身の上に起こった、嘘のような本当の話。タイトルは佐藤正午作品から。

Spontaneously...

 子供じみた話だ。今日は朝から机に向かって本を読んでいて、ものすごく面白かった。面白いといっても娯楽として面白いのではなく、心が突き動かされた。

 そして、何か書かなければならないと思ってPCの前に座ったが何も書けなかった。原稿用紙を出してきても駄目だった。(まぁ、なんで書こうが変わらないけど。)

 最近、好きなことで食べていきたいという相談を受ける。私は好きなことはしているが、それで生計を立てているのではないので、勘違いした質問だと思う。

 しかし、なぜ、私に、そういう質問をぶつけてきたのかというと、非常に簡単だ。好きなことをしたいと思っても、その好きなことがないのだ。

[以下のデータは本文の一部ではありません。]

PR #843, opened 2022-08-24
Improving Caption Effect (centering, background color, line spacing...)

jonoomph:
Improving **Caption Effect** with many bug fixes and improvements:

- background color now sticks to the text
- background border now scales correctly (at different resolutions)
- background padding now scales correctly
- stroke size now scales correctly
- margins are now defaulted to 15% on left/right
- text caption area now centers between available left/right margins
- background color can now be faded in and out, animated
- new property: line_spacing, a % from 1.0 (100%) to affect how much space are between lines
- Use each font's default lineSpacing, instead of a fixed distance between lines. This property can be adjusted with the new line_spacing keyframe.

Caption-align-area-center

### DIFF
--- a/src/effects/Caption.cpp
+++ b/src/effects/Caption.cpp
@@ -26,9 +26,9 @@
 using namespace openshot;
 
 /// Blank constructor, useful when using Json to load the effect properties
-Caption::Caption() : color("#ffffff"), stroke("#a9a9a9"), background("#ff000000"), background_alpha(0.0), left(0.25), top(0.7), right(0.1),
+Caption::Caption() : color("#ffffff"), stroke("#a9a9a9"), background("#ff000000"), background_alpha(0.0), left(0.15), top(0.7), right(0.15),
 					 stroke_width(0.5), font_size(30.0), font_alpha(1.0), is_dirty(true), font_name("sans"), font(NULL), metrics(NULL),
-					 fade_in(0.35), fade_out(0.35), background_corner(10.0), background_padding(20.0)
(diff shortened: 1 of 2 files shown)


jonoomph:
[Caption Improvements (line spacing, background color, centering)](https://trello.com/c/WIYHEvyK/145-caption-improvements-line-spacing-background-color-centering)

src/effects/Caption.cpp
```diff
@@ -153,46 +153,28 @@ std::shared_ptr<openshot::Frame> Caption::GetFrame(std::shared_ptr<openshot::Fra
 	double fade_in_value = fade_in.GetValue(frame_number) * fps.ToDouble();
 	double fade_out_value = fade_out.GetValue(frame_number) * fps.ToDouble();
 	double right_value = right.GetValue(frame_number);
-	double background_corner_value = background_corner.GetValue(frame_number);
-	double padding_value = background_padding.GetValue(frame_number);
+	double background_corner_value = background_corner.GetValue(frame_number) * scale_factor;
+	double padding_value = background_padding.GetValue(frame_number) * scale_factor;
+	double stroke_width_value = stroke_width.GetValue(frame_number) * scale_factor;
+	double line_spacing_value = line_spacing.GetValue(frame_number);
+	double metrics_line_spacing = metrics.lineSpacing();
```
jonoomph, line 160: metrics.lineSpacing() is already based on the FontSize (which has already been scaled to the preview window size) - thus, this metric is also scaled

JacksonRG: Makes sense! And looks like that was the original issue making spacing too large.

JacksonRG (approved):
LGTM. The background box in particular looks much simpler

PR #844, opened 2022-08-28
Fixing transition end frame calculation

jonoomph:
The timeline was calculating the right edge of transitions incorrectly (by adding an extra frame). This fixes that mis-calculation, and brings it inline with our clip intersection logic.


jonoomph:
Merging to fix this bug quickly in production. Will review this post merge.

jonoomph:
[Clip/Transition Snapping is not precise enough (causing misalignments)](https://trello.com/c/heJ2rDOf/160-clip-transition-snapping-is-not-precise-enough-causing-misalignments)

JacksonRG (commented):
Looks good, should remove the extra frames we’ve been seeing.

JacksonRG:
[Cut Clips have Wrong Frame Numbers](https://trello.com/c/mRSw0Pq4/165-cut-clips-have-wrong-frame-numbers)

PR #845, opened 2022-09-02
Detect video length (i.e. # of video frames) from Video Metadata

jonoomph:
We were calculating the `video_length` from `duration * fps`. While this works pretty well, to approximate the # of frames encoded in a video, it is occasionally different by a small amount, and in my testing, the metadata `Stream->nb_frames` seems more accurate.

I've tested this with a bunch of test videos, and this seems to work great. :crossed_fingers:

### DIFF
--- a/src/FFmpegReader.cpp
+++ b/src/FFmpegReader.cpp
@@ -822,7 +822,8 @@ void FFmpegReader::UpdateVideoInfo() {
 	}
 
 	// Get the # of video frames (if found in stream)
-	if (pStream->nb_frames > 0) {
+	// Only set this 1 time (this method can be called multiple times)
+	if (pStream->nb_frames > 0 && info.video_length <= 0) {
 		info.video_length = pStream->nb_frames;
 	}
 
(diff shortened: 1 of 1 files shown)


jonoomph:
[Invalid # of Frames detected in Certain Videos](https://trello.com/c/IW5ggDFw/163-invalid-of-frames-detected-in-certain-videos)

src/FFmpegReader.cpp
```diff
@@ -831,8 +837,11 @@ void FFmpegReader::UpdateVideoInfo() {
 		// Yes, a duration was found
 		is_duration_known = true;
 
-		// Calculate number of frames
-		info.video_length = round(info.duration * info.fps.ToDouble());
+		// Calculate number of frames (if not already found in metadata)
+		// Only set this 1 time (this method can be called multiple times)
+		if (info.video_length <= 0) {
+			info.video_length = round(info.duration * info.fps.ToDouble());
```
JacksonRG, line 843: So we only calculate `video_length` from `duration` if we have `duration` and we're missing a value for `video_length`. Because we prefer the data from `nb_frames`? Makes sense.

JacksonRG (approved):
LGTM

PR #848, opened 2022-09-22
Allow intentional line breaks

JacksonRG:
We were only adding to the `current_y` if there were words left on the current line of text. However any lines of text until the next timestamp show up.

This change allows users to specify line breaks in captions.


JacksonRG:
[Allow multi-line captions](https://trello.com/c/OWN5pv0r/169-allow-multi-line-captions)

jonoomph:
LGTM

 そして、そういう人に限って高額セミナーに通っていたりする。何を勉強しているのですか? と訊くと、学ぶことが大切なのですと言う。

 本末転倒だなと思った。今日、私は、その文章を読んで、書きたくて書きたくて仕方がなかった。そして、こうやって机に向かっている。

 かつて、私は、物を書きたいと思い、ある映画監督に自分が書いたものを読んでもらったことがあった。自分で書きながら、書いた本人ながら、つまんねぇなぁと思っていた。

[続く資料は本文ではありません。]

PR #849, opened 2022-09-24
Fixing infinite loop caused by override of has_video/has_audio

jonoomph:
Fixing behavior of manual override of `has_video` or `has_audio`, to remove unused packets, and not get stuck in an endless loop due to 1 or 2 pending packets that are no longer needed after the override.

### DIFF
--- a/src/FFmpegReader.cpp
+++ b/src/FFmpegReader.cpp
@@ -595,7 +595,8 @@ void FFmpegReader::Close() {
 		// Drain any packets from the decoder
 		packet = NULL;
 		int attempts = 0;
-		while (packets_decoded < packets_read && attempts < 256) {
+		int max_attempts = 128;
+		while (packets_decoded < packets_read && attempts < max_attempts) {
 			ZmqLogger::Instance()->AppendDebugMethod("FFmpegReader::Close (Drain decoder loop)",
 													 "packets_read", packets_read,
 													 "packets_decoded", packets_decoded,
@@ -925,12 +926,14 @@ std::shared_ptr<Frame> FFmpegReader::ReadStream(int64_t requested_frame) {
 	// Allocate video frame
 	bool check_seek = false;
 	int packet_error = -1;
+	int attempts = 0;
+	int max_attempts = 128;
 
 	// Debug output
 	ZmqLogger::Instance()->AppendDebugMethod("FFmpegReader::ReadStream", "requested_frame", requested_frame, "max_concurrent_frames", max_concurrent_frames);
 
 	// Loop through the stream until the correct frame is found
-	while (true) {
+	while (attempts < max_attempts) {
 		// Check if working frames are 'finished'
 		if (!is_seeking) {
 			// Check for final frames
@@ -978,6 +981,15 @@ std::shared_ptr<Frame> FFmpegReader::ReadStream(int64_t requested_frame) {
 			// Process Audio Packet
 			ProcessAudioPacket(requested_frame);
 		}
+
+		// Remove unused packets (sometimes we purposely ignore video or audio packets,
+		// if the has_video or has_audio properties are manually overridden)
+        if ((!info.has_video && packet && packet->stream_index == videoStream) ||
+            (!info.has_audio && packet && packet->stream_index == audioStream)) {
+            RemoveAVPacket(packet);
+            packet = NULL;
+            packets_decoded++;
+        }
 		
 		// Determine end-of-stream (waiting until final decoder threads finish)
 		// Force end-of-stream in some situations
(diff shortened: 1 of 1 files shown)


jonoomph:
[Infinite loop caused by manual override of `has_video` or `has_audio`](https://trello.com/c/xkoOOX4v/172-infinite-loop-caused-by-manual-override-of-hasvideo-or-hasaudio)

src/FFmpegReader.cpp
```diff
@@ -595,7 +595,8 @@ void FFmpegReader::Close() {
 		// Drain any packets from the decoder
 		packet = NULL;
 		int attempts = 0;
-		while (packets_decoded < packets_read && attempts < 256) {
+		int max_attempts = 128;
+		while (packets_decoded < packets_read && attempts < max_attempts) {
```
jonoomph, line 599: Typically this loop never approaches the `max_attempts`, and instead breaks out of the loop as soon as the requested frame is found, typically within a few iterations. However, there are rare cases where an infinite loop can arise, and we don't want this to loop forever.

src/FFmpegReader.cpp
```diff
@@ -926,11 +927,18 @@ std::shared_ptr<Frame> FFmpegReader::ReadStream(int64_t requested_frame) {
...
+	// no more packets can be found though.
+	int attempts = 0;
+	int max_attempts = 30 * 30 * 60;
+
 	// Debug output
 	ZmqLogger::Instance()->AppendDebugMethod("FFmpegReader::ReadStream", "requested_frame", requested_frame, "max_concurrent_frames", max_concurrent_frames);
 
 	// Loop through the stream until the correct frame is found
-	while (true) {
+	while (attempts < max_attempts) {
```
jonoomph, line 941: Typically this loop never approaches the max_attempts, and instead breaks out of the loop as soon as the requested frame is found, or as soon as all packets have been decoded, typically within a few iterations. However, there are rare cases where an infinite loop can arise, and we don't want this to loop forever.

jonoomph: Mostly caused by manual override to the `has_video` or `has_audio` properties after the reader has called Open(), leaving a few read packets undecoded.

jonoomph:
Merging now since we have live freezes in our daily build I'm trying to resolve. Review to come soon.

src/FFmpegReader.cpp
```diff
@@ -926,11 +927,18 @@ std::shared_ptr<Frame> FFmpegReader::ReadStream(int64_t requested_frame) {
 	bool check_seek = false;
 	int packet_error = -1;
 
+	// Seeking can sometimes cause us to be quite far away from the requested
+	// frame, and thus, we need to iterate a large number of packets to find
+	// the requested position. This is mostly to prevent infinite loops when
+	// no more packets can be found though.
+	int attempts = 0;
+	int max_attempts = 30 * 30 * 60;
```
JacksonRG, line 935: Why `30 * 30 * 60` Should it be a number derived from the FPS?

src/FFmpegReader.cpp
```diff
@@ -978,7 +986,16 @@ std::shared_ptr<Frame> FFmpegReader::ReadStream(int64_t requested_frame) {
...
 		}
-		
+
+		// Remove unused packets (sometimes we purposely ignore video or audio packets,
+		// if the has_video or has_audio properties are manually overridden)
+		if ((!info.has_video && packet && packet->stream_index == videoStream) ||
+			(!info.has_audio && packet && packet->stream_index == audioStream)) {
+			RemoveAVPacket(packet);
+			packet = NULL;
+			packets_decoded++;
```
JacksonRG, line 996: This makes a lot of sense that we're discarding packets from streams we want to ignore.

src/FFmpegReader.cpp
```diff
@@ -995,6 +1012,7 @@ std::shared_ptr<Frame> FFmpegReader::ReadStream(int64_t requested_frame) {
 			end_of_file = true;
 			break;
 		}
+        attempts++;
```
JacksonRG, line 1015: I saw one `continue` statement in this loop. Would it be better to increment attempts at the top of the loop to guarantee we're moving toward breaking out of the loop?

JacksonRG (commented):
Looks good. Should prevent infinite loops. (Unless the `continue` gets hit a bunch of times.)

src/FFmpegReader.cpp
jonoomph: This is kind of a hack. In reality, we should be counting the packets read for `video` and `audio`, and keeping separate counts. Because, if we read a `video` packet, we need to keep calling `ProcessVideoPacket` until the counts match, for example, regardless of the `has_video` property.

Maybe this is a good time to fix that, because we should be able to delete this hacky code.

jonoomph: Refactored this hack out of the code: https://github.com/OpenShot/libopenshot/pull/851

 そして酷評された。小学生の作文ではない… 自分にも読者にも誠実ではない… ハッとするような言葉ではなかったが、今でも印象に残っている。

 大学受験の小論文ではないが、何か、完成品を見せなければならないという「やらされている感」があったことは否めない。

 今、私は、書きたいという気持ちで漲っている。そして、もっと良いものを書きたいと思っている。誰にやらせれているわけでもなく、自分がしたいのだ。

 実は、不誠実という部分は、当時はピンと来なかったのだが、今なら解る。感動したことに対する表現に全力を尽くしたいし読者にも理解してもらえる表現をしたい。

 私は文学の勉強なんてしなかったし、大江健三郎なんて端っから読む気もないけど、そんな私でも冒頭に書いたような作品に触れると生きてて良かったと思う。

 大江健三郎どころか公募新人賞の選考にも掛からないような人間だけど、私も、感動を読者に伝えられるように、駄目なら駄目なりに頑張るからさ。